◆ **Work instructions**
Copy all lines below that use the word "welcome".

Collected data entries
*** Begin section ***
Issue #705, opened 2025-08-20
Delete Solaris target config files, code, docs and comments


anjohnson:
Recent versions of EPICS have not been built or tested on Sun Solaris targets; no sites or users have shown interest in maintaining or supporting this OS any more.

Delete:
- Files for solaris targets under `configure/os`
- directories `modules/libcom/src/osi/os/solaris` and `modules/libcom/src/osi/compiler/solStudio`
- code for solaris targets in `src/tools/EpicsHostArch.pl`
- variables with names ending `_solaris` in all `Makefile`s
- Section on building for Solaris in `modules/ca/src/client/CAref.html`
- comments mentioning solaris in `configure/CONFIG` and elsewhere
- Anything else I've missed (`git grep -i solaris` should help)

irierr:
I will take on this issue

dirk-zimoch:
What about the mentions of "HP-UX" and "HPUX" ?

PR #714, opened 2025-09-23
windows cl does not accept designated initializers before c++20

dirk-zimoch:
If and only if the Windows `cl` compiler is used with the flag `/Zc:__cplusplus`, it defines the macro `__cplusplus` correctly according to the used C++ standard. (https://learn.microsoft.com/en-us/cpp/build/reference/zc-cplusplus?view=msvc-170)
Normally (as used in the standard EPICS config files) it will always define `__cplusplus` as `199711L`, even though the default standard is c++14, which disables all `#if __cplusplus>=201103L` code blocks in EPICS.

fdManager uses such a code block but when using  `/Zc:__cplusplus` Windows complains with the error message:
```
fdManager.cpp(192): error C7555: use of designated initializers requires at least '/std:c++20'
```
Both, gcc and clang, understand the used syntax from C++11 on, but I cannot be sure if any other c++ compiler (not only cl) does.
Solution: Remove the preprocessor branch and leave optimizations to the compiler.

### DIFF
--- a/modules/libcom/src/fdmgr/fdManager.cpp
+++ b/modules/libcom/src/fdmgr/fdManager.cpp
@@ -187,18 +187,11 @@ LIBCOM_API void fdManager::process(double delay)
         ++ioPending;
 
 #ifdef FDMGR_USE_POLL
-#if __cplusplus >= 201100L
-        priv->pollfds.emplace_back(pollfd{
-            .fd = iter->getFD(),
-            .events = WIN_POLLEVENT_FILTER(PollEvents[iter->getType()])
-        });
-#else
         struct pollfd pollfd;
         pollfd.fd = iter->getFD();
         pollfd.events = WIN_POLLEVENT_FILTER(PollEvents[iter->getType()]);
         pollfd.revents = 0;
         priv->pollfds.push_back(pollfd);
-#endif
 #endif
 
 #ifdef FDMGR_USE_SELECT


anjohnson:
I could see this issue arising elsewhere too. Instead of copy/pasting that preprocessor logic everywhere in the future could we define a macro say `EPICS_HAS_DESIGNATED_INIT` (name discussion welcome) in the compiler specific headers and use that?

dirk-zimoch:
> could we define a macro say `EPICS_HAS_DESIGNATED_INIT` (name discussion welcome)

We already have macros `CXX_PLACEMENT_DELETE` and `CXX_THROW_SPECIFICATION`. Thus for consistency, I propose `CXX_DESIGATED_INIT`.

I found that gcc actually supports this already from c++98 on.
*** End section ***
◆ **Output**
I could see this issue arising elsewhere too. Instead of copy/pasting that preprocessor logic everywhere in the future could we define a macro say `EPICS_HAS_DESIGNATED_INIT` (name discussion welcome) in the compiler specific headers and use that?
> could we define a macro say `EPICS_HAS_DESIGNATED_INIT` (name discussion welcome)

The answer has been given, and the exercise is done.